• TASK TO COMPLETE:
Up to and including the line that contains "Two combined problems, both", reproduce every line exactly, beginning with the first line below.

(Dataset entries)
※ ※ ※
PR #1069, opened 2026-07-14
fix(chat): dedupe retried chat message sends with a client idempotency key

edwh:
## Root Cause

Two combined problems, both real:

1. **`useFetchRetry` retried non-idempotent writes on an ambiguous outcome.** `fetchRetry()` (`composables/useFetchRetry.js`), which backs every mutating call through `BaseAPI.$postv2`/`$putv2`/`$patchv2`/`$delv2`, retried *any* request on a network error, a 5xx, or a 2xx it couldn't parse - regardless of method. For a chat send (`ChatAPI.send()` → `POST /chat/{id}/message`), those outcomes don't prove the write failed: the POST may already have been committed server-side, and retrying resends the identical POST.
2. **The server-side write had no idempotency protection**, so any duplicate POST - client retry, double-click, or a second tab - created a second, genuinely-persisted `chat_messages` row. Both rows briefly showed to the sender (topic 9913: two copies of a just-sent chat message) until the pre-existing `cleanup:chat-duplicates` cron (`PurgeService::deduplicateChatMessages`) later removed one - matching the report's "there is now only one copy" follow-up.

This is a **re-attempt of PR #1063**, which was blocked by adversarial review for: silently swallowing legitimate identical resends via a 60s content-hash dedupe (a genuine second "ok"/"?" would have been dropped); a non-atomic SELECT-then-INSERT that didn't actually close the concurrent-retry race; no caller-side handling of the new fail-fast behaviour; and an unchecked `db.Raw(...).Scan()` read that could hit a lagging replica. This PR replaces the content-hash approach entirely with a **client-generated idempotency key** enforced by a DB-level unique index, fixing all four points (see Fix).

## Evidence

`composables/useFetchRetry.js` had no method awareness at all - it retried a `POST` exactly like a `GET` on any 5xx/network-error/unparseable-2xx. New regression test (`tests/unit/composables/useFetchRetry.spec.js`) run against the **pre-fix** code:

```
FAIL  useFetchRetry > mutating requests are not retried on an ambiguous outcome (#9913) > does not retry a POST on a network error ...
FAIL  useFetchRetry > ... does not retry a POST that returns a 200 it cannot parse as JSON ...
FAIL  useFetchRetry > ... does not retry a POST on a 500
FAIL  useFetchRetry > ... does not retry a PUT/PATCH/DELETE on a network error (x3)
FAIL  useFetchRetry > ... treats a lower-case method string as mutating too
FAIL  useFetchRetry > ... derives the method from a Request-like input ...
FAIL  useFetchRetry > ... does not block on connectivity before rejecting a mutating request — Test timed out in 30000ms
 Tests  9 failed | 21 passed (30)
```
All 30 pass after the fix (`isSafeMethod` restricting auto-retry to GET/HEAD/OPTIONS).

On the Go side, master's `CreateChatMessage` calls `db.Create(&payload)` unconditionally with no idempotency field on the struct at all, so two sequential POSTs with identical content **always** create two separate autoincrement rows today - that's what the new `TestCreateChatMessageIdempotencyKeyReturnsExistingRow`/`TestCreateChatMessageIdempotencyKeyConcurrent` tests assert must NOT happen after the fix. I could not run `go test` against a real MySQL DB from this isolated worktree (no `.env`/bound containers here); `go build ./...`, `go vet ./...` and `gofmt -l` (on the added lines - see Test) are clean, and CI is the verification gate for these, per this repo's established practice for this constraint.

## Fix

**`iznik-batch/database/migrations/2026_07_14_000001_add_idempotency_key_to_chat_messages.php`** (+ companion prod `.sql`): adds a nullable `chat_messages.idempotency_key VARCHAR(64)` and a `UNIQUE (chatid, userid, idempotency_key)` index. Nullable so older/cached clients that send no key are unaffected (MySQL never treats two NULLs as equal in a unique index) - no backfill needed on the existing table.

**`iznik-server-go/chat/chatmessage.go` (`CreateChatMessage`):** replaced `db.Create(&payload)` with an atomic `INSERT ... ON DUPLICATE KEY UPDATE id = LAST_INSERT_ID(id)` via the raw `sql.DB` (mirrors `GetOrCreateUser2UserChat`'s existing pattern for `chat_rooms`) when a key is supplied, falling back to a plain insert otherwise. This is atomic (no SELECT-then-INSERT race - fixes blocker B2), the `sqlResult.LastInsertId()` error is checked (fixes B4a), and `db.DB()` always returns the write connection even with a read replica configured, so there's no separate SELECT to race a lagging replica at all (fixes B4b by construction). A deliberate resend (client sends a fresh key) always creates a new row (fixes B1) - proven by `TestCreateChatMessageDeliberateResendCreatesNewRow`.

**`composables/useFetchRetry.js`:** renamed `retryable` → `isSafeMethod`, extended to `GET`/`HEAD`/`OPTIONS`; only these auto-retry on an ambiguous outcome. `waitForOnline()` is only awaited when the method is safe, so a mutating request fails fast instead of hanging until reconnect.

**`stores/chat.js` (`send`/`report`) + `components/ChatFooter.vue`:** every `chat.send()` call now carries an idempotency key (`generateUUID()` from `composables/useTrace.js`, reused rather than duplicated). `ChatFooter`'s composer keeps the SAME key across a manual "tap Send to retry" of the same not-yet-sent text (`getSendIdempotencyKey`, new pure helper in `composables/useChat.js`) - editing the text first gets a fresh key. On failure the typed text is retained (never cleared in the catch path) and a visible error ("...Tap Send to try again.") is shown - this is the caller-side handling blocker B3 required.

## Other Call Sites

- `ourFetch = fetchRetry(fetch)` in `api/BaseAPI.js` is the single shared instance behind `$getv2`/`$postv2`/`$patchv2`/`$putv2`/`$postFormv2`/`$delv2`, used by all 37 API classes that `extends BaseAPI` - the safe-method restriction protects every mutating endpoint app-wide. No separate service-worker or native-app fetch/retry layer exists (ModTools + Freegle share one Capacitor wrapper of the same web bundle).
- Other `chat_messages` INSERT sites, deliberately NOT touched (server-generated messages, not user chat sends, no idempotency risk from this bug's mechanism): `chat/chatroom.go:1402` (nudge), `message/message.go:4663`, `message/bulkItem.go:277,407`, `message/helper.go:584`, `amp/amp.go:468`, and `CreateChatMessageLoveJunk` (separate handler/external integration).

## Test

- `iznik-nuxt3/composables/useFetchRetry.spec.js` - 30 tests (9 new, verified to fail against pre-fix code - see Evidence); `tests/unit/stores/chat.spec.js` - 44 tests (2 new + 4 updated for the new payload field); new `tests/unit/composables/useChatSendIdempotency.spec.js` (4 tests, the retry-key-reuse pure function) and `tests/unit/components/ChatFooterSendRetry.spec.js` (4 tests, source-tied since ChatFooter.vue can't be mounted in this suite - same constraint as `ChatFooterDraftPersistence.spec.js`). Full local suite: `npx vitest run` → 671 files / 14296 passed, 4 pre-existing skips.
- `iznik-server-go/test/chat_test.go` - 6 new tests: same-key retry returns existing row + single row; different-key resend creates a second row; two concurrent same-key requests collapse to one row (mirrors `TestPutChatRoomConcurrent`); no-key backward compatibility; key-too-long validation. `go build ./...`/`go vet ./...`/`gofmt -l` (added lines) clean; CI runs these against the real test DB.

## Discourse

### DIFF
--- a/iznik-batch/database/migrations/2026_07_14_000001_add_idempotency_key_to_chat_messages.php
+++ b/iznik-batch/database/migrations/2026_07_14_000001_add_idempotency_key_to_chat_messages.php
@@ -1,0 +1,54 @@
+<?php
+
+use Illuminate\Database\Migrations\Migration;
+use Illuminate\Database\Schema\Blueprint;
+use Illuminate\Support\Facades\Schema;
+
+/**
+ * Client-generated idempotency key for chat message sends (Discourse #9913: two
+ * copies of a just-sent chat message shown transiently - a retried/duplicated
+ * POST created a second, genuinely-persisted row).
+ *
+ * Replaces the rejected 60s content-hash dedupe approach (which silently swallowed
+ * legitimate identical resends like a deliberate second "ok" or "?") with a
+ * client-supplied key: the same logical send always carries the same key, a
+ * genuinely new message always gets a new one. The unique index makes at-most-once
+ * DB-enforced and atomic (INSERT ... ON DUPLICATE KEY UPDATE - see
+ * iznik-server-go/chat/chatmessage.go CreateChatMessage), closing the
+ * select-then-insert race the earlier attempt left open. Nullable: older/cached
+ * clients that don't send a key are unaffected (MySQL treats each NULL in a
+ * unique index as distinct, so they never collide with each other or with keyed
+ * rows).
+ *
+ * chat_messages is large/high-traffic, but a nullable ADD COLUMN with no computed
+ * default and a plain ADD INDEX both default to ALGORITHM=INPLACE, LOCK=NONE on
+ * Percona/InnoDB 8.0 (unlike the ENUM-widen migrations on this table, which force
+ * INPLACE explicitly because MODIFY COLUMN can otherwise pick COPY) - see
+ * 2026_06_25_000001_add_session_to_browse_scroll_depth for the same shape.
+ */
+return new class extends Migration
+{
+    public function up(): void
+    {
+        if (!Schema::hasTable('chat_messages')) {
+            return;
+        }
+
+        if (!Schema::hasColumn('chat_messages', 'idempotency_key')) {
+            Schema::table('chat_messages', function (Blueprint $table) {
+                $table->string('idempotency_key', 64)->nullable()->after('userid');
+                $table->unique(['chatid', 'userid', 'idempotency_key'], 'chat_messages_idempotency_key_unique');
+            });
+        }
+    }
+
+    public function down(): void
+    {
+        if (Schema::hasColumn('chat_messages', 'idempotency_key')) {
+            Schema::table('chat_messages', function (Blueprint $table) {
+                $table->dropUnique('chat_messages_idempotency_key_unique');
+                $table->dropColumn('idempotency_key');
+            });
+        }
+    }
+};
--- a/iznik-batch/database/migrations/2026_07_14_000001_add_idempotency_key_to_chat_messages_migration.sql
+++ b/iznik-batch/database/migrations/2026_07_14_000001_add_idempotency_key_to_chat_messages_migration.sql
@@ -1,0 +1,19 @@
+-- Production SQL: add a client-generated idempotency key to chat_messages
+-- (Discourse #9913). A retried/duplicated send of the same logical message
+-- carries the same key; the unique index makes at-most-once DB-enforced via
+-- INSERT ... ON DUPLICATE KEY UPDATE in iznik-server-go/chat/chatmessage.go.
+-- Nullable, so older/cached clients that don't send a key are unaffected.
+-- MySQL has no ADD COLUMN IF NOT EXISTS, so guard via information_schema.
+
+SET @col := (
+    SELECT COUNT(*) FROM information_schema.COLUMNS
+    WHERE TABLE_SCHEMA = DATABASE()
+      AND TABLE_NAME = 'chat_messages'
+      AND COLUMN_NAME = 'idempotency_key'
+);
+SET @ddl := IF(@col = 0,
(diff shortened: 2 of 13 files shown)


edwh:
Auto-closed by the monitor's adversarial review (PR #1069) — this fix did not pass and is not ready to merge.

- **Incomplete diff / load-bearing change missing**: Every artefact in the visible diff (migration comment, SQL comment, stores/chat.js comment, ChatFooter comment) asserts that the server dedupes via 'INSERT ... ON DUPLICATE KEY UPDATE - see iznik-server-go/chat/chatmessage.go CreateChatMessage', but the diff never touches iznik-server-go. If that ha
- **Regression - scope far exceeds the bug**: useFetchRetry.js now disables retry for ALL non-GET/HEAD/OPTIONS requests app-wide, not just chat send. Two concrete regressions: (1) `await miscStore.waitForOnline()` is now skipped for mutating requests, so a POST issued while momentarily offline (mobile, lift, tunnel) rejects immediately instead 
- **Test proves nothing**: tests/unit/components/ChatFooterSendRetry.spec.js does not exercise any behaviour: it `readFileSync`s ChatFooter.vue and regex-matches the source text. It asserts that the string `getSendIdempotencyKey(pendingSend.value, msg)` appears in the file and that a particular error-message literal is presen
- **Unvalidated user input reaching a write path**: `idempotencykey` is now a client-supplied string written straight into a VARCHAR(64) column that participates in a UNIQUE index, and no validation appears anywhere in the diff. Two failure modes: (1) a key longer than 64 chars either errors under strict mode (500 on every send from such a client) or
※ ※ ※
• PROBLEM SOLUTION:
PR #1069, opened 2026-07-14
fix(chat): dedupe retried chat message sends with a client idempotency key

edwh:
## Root Cause

Two combined problems, both real:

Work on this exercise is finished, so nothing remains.